Pairwise alignment methods which compute a distance and variance matrix from amino acid or coding-DNA sequences. Every sequence is aligned to every other sequence. In all cases, after the alignments are done, the distances between pairs of sequences are estimated by ML:

· GlobalCodonPAM, LocalCodonPAM - global/local alignments using a codon substitution matrix (61×61) [23]

· GlobalJTT, GlobalLG, GlobalWAG, GlobalGCB, global alignments [22] using the JTT [43], GCB [44], WAG [45] and LG [40] substitution matrices

· LocalJTT, LocalLG, LocalWAG, LocalGCB, local alignments [46] using the JTT [43], GCB [44], WAG [45] and LG [40] substitution matrices

· LogDelGlobal, LogDelLocal - global/local alignments using GCB and a special deletion cost function based on the observed zipfian distribution of gap lengths [47].

· GlobalSynPAM, LocalSynPAM - global/local alignments using a codon substitution matrix (61×61) which ignores all mutations except the synonymous ones [48].

Pairwise alignment methods which compute a distance and variance matrix from the sequences in an MSA:

· CodonDist - estimate the ML CodonPAM distance from pairwise alignments induced by an MSA. The MSA is over amino acids, and the corresponding codons from the protein are used to replace the amino acids. [23]

· InducDist - estimate the ML distance from pairwise alignments induced by an MSA with the GCB rate matrices.

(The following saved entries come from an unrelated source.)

PR #277, opened 2026-06-19
docs(env): add CRON_SECRET to both .env.example files

### LINKED ISSUE #244: docs(env): CRON_SECRET missing from .env.example (internal endpoints 401 in cloud)
## Summary

`CRON_SECRET` is required to operate the app in cloud mode, but it is **missing from both `.env.example` files** — so nothing reminds an operator to set it, and the internal endpoints permanently return `401`.

### Where it's used

**Server — guards three internal endpoints** ([`server/src/server.js`](https://github.com/ansvisor/ansvisor/blob/main/server/src/server.js)):

- `server.js:155` — `/api/internal/daily-tracking`
- `server.js:177` — `/api/internal/content/:id/brief`
- `server.js:213` — `/api/internal/trigger-tracking`

Each guard is `if (!process.env.CRON_SECRET || secret !== process.env.CRON_SECRET) → 401`. When the var is unset, the **first clause** is always true, so every call to these endpoints returns `401` no matter what the caller sends.

These are documented as `CRON_SECRET`-protected in [`server/README.md`](https://github.com/ansvisor/ansvisor/blob/main/server/README.md) (the internal-endpoints table).

**Web — sends / checks the same secret** (must match the server's value):

- `web/src/app/api/cron/daily-tracking/route.ts` — Vercel Cron entrypoint
- `web/src/app/api/stripe/success/route.ts` — post-checkout tracking trigger
- `web/src/lib/mcp/data.ts` — MCP brief generation (throws `CRON_SECRET must be configured` when missing)

### Impact

In a cloud deploy, if the operator never sets `CRON_SECRET` (because it isn't in the example files), daily tracking cron, content-brief generation, and post-checkout tracking all fail — the server side 401s and the MCP path throws. Self-hosted/local users who never hit these paths won't notice, which is why it's easy to miss.

## Suggested fix

Add a documented `CRON_SECRET` entry to **both** example files:

- [`server/.env.example`](https://github.com/ansvisor/ansvisor/blob/main/server/.env.example)
- [`web/.env.example`](https://github.com/ansvisor/ansvisor/blob/main/web/.env.example)

Include a comment noting that:

- it's **cloud-only** (needed when Vercel Cron / the Stripe success route / the MCP layer call the server's internal endpoints), and
- the **same value must be set on both the web app and the server**, since the web side sends `Authorization: Bearer ${CRON_SECRET}` and the server compares against its own copy.

Docs/config only — no code changes.

P-Maheswari:
Fixes #244. CRON_SECRET guards three internal server endpoints but was missing from both example files, causing silent 401s in cloud deployments. Added with a comment explaining it is cloud-only and must be set to the same value on both the web app and the server.

## Summary

Added `CRON_SECRET` to both `.env.example` files with a descriptive comment.
Without this entry, cloud operators have no indication they need to set this
variable, causing permanent 401s on three internal endpoints and failures in
daily tracking, content-brief generation, and post-checkout tracking.

## Related issue

Closes #244

## Type of change

- [ ] `feat` — New feature
- [ ] `fix` — Bug fix
- [x] `docs` — Documentation only

## Checklist

> `lint`, `typecheck`, `format:check` skipped — docs/config only change, no source files modified.

### DIFF
--- a/server/.env.example
+++ b/server/.env.example
@@ -62,6 +62,17 @@ PLATFORM_PROVIDER=cloro
 # AI Volume Multiplier (AI search adoption rate, e.g. 0.15 = 15%)
 AI_VOLUME_MULTIPLIER=0.15
 
+# Cron / Internal-endpoint secret (cloud only — not needed for self-hosted)
+# Guards three internal server endpoints:
+#   /api/internal/daily-tracking
+#   /api/internal/content/:id/brief
+#   /api/internal/trigger-tracking
+# The web app sends this as "Authorization: Bearer <value>"; the server
+# compares against its own copy. MUST be the same value on both sides.
+# Generate: openssl rand -hex 32
+# CRON_SECRET=
+
 # Stripe (cloud only — not needed for self-hosted)
 # STRIPE_SECRET_KEY=sk_test_...
 # STRIPE_WEBHOOK_SECRET=whsec_...
+
--- a/web/.env.example
+++ b/web/.env.example
@@ -59,6 +59,19 @@ NEXT_PUBLIC_IS_CLOUD=false
 NEXT_PUBLIC_API_URL=http://localhost:80
 
 # -----------------------------------------------------------------------------
+# Cron / Internal-endpoint secret (cloud only — not needed for self-hosted)
+# -----------------------------------------------------------------------------
+# Shared secret that authenticates calls from the web layer to the server's
+# internal endpoints. Used by:
+#   - Vercel Cron  →  /api/cron/daily-tracking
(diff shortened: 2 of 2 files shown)


gkhngyk (approved):
Verified against the code — all three internal endpoints (`/api/internal/daily-tracking`, `/api/internal/content/:id/brief`, `/api/internal/trigger-tracking`) are guarded by `CRON_SECRET`, and it was indeed missing from both example files. The comments are accurate and the cloud-only framing is spot on. Thanks @P-Maheswari! 🙏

Distance methods which produce a tree from a distance/variance matrix:

· BioNJ - an improved version of the NJ algorithm, [49].

· FastME - build a tree using the minimum evolution principle, version 2.07, [50].

· BioME - a version of FastME with iterative improvements

· LST - build a tree using the least squares principle, with the distances weighted by the inverse of their variance [36, 51].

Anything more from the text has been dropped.